What may come beyond the Wheeler–DeWitt approach?

Tatyana P. Shestakova

The goal of this paper is to compare the Wheeler–DeWitt approach, understood in a broad sense, with an alternative one, the so-called extended phase space approach to quantization of gravity. By “the Wheeler–DeWitt approach”, I mean not only quantum geometrodynamics formulated by DeWitt in his seminal paper of 1967, but also any approach to quantization of gravity based on the Wheeler–DeWitt equation in some form. Since the Wheeler–DeWitt equation is a direct consequence of the Dirac formalism, its analysis requires examination of the latter and its application to gravity. In particular, I argue that there is a contradiction between canonical quantization and the idea put forward by founders of quantum gravity that, in this theory, all possible spacetime topologies should be taken into account. The path integral approach seems to be more adequate then the canonical approach. However, to derive the Wheeler–DeWitt equation from the path integral, most authors make the assumption about asymptotic states, that again contradicts the supposition of arbitrary spacetime topology.
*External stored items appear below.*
PR #182, opened 2019-08-02
SupportedLanguages protocol V2 \w aliases.

kuba--:
Signed-off-by: kuba-- <kuba@sourced.tech>
Closes https://github.com/bblfsh/python-client/issues/168

Apart from the extra method `SupportedLanguages` with aliases, this PR get rid of protocol v1 for python-client.

---
This change is [Reviewable](https://reviewable.io/reviews/bblfsh/python-client/182)


bzz:
Commit history and some change look a bit suspicious - is that intentional?

Screen Shot 2019-08-08 at 7 51 29 PM

kuba--:
I've rebased. we can squash during merge or i can rebase and squash again to just one commit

The extended phase space formalism is entirely based on the path integral approach. Note that if one refuses the assumption about asymptotic states, one cannot prove the gauge invariance of the path integral, and the Wheeler–DeWitt equation loses its sense. In the alternative approach, one derives the Schrödinger equation instead. Thus, the extended phase space approach is really beyond the Wheeler–DeWitt approach. The features of this alternative approach are explored with special emphasis on conclusions that cannot be obtained by using the Wheeler–DeWitt quantum geometrodynamics.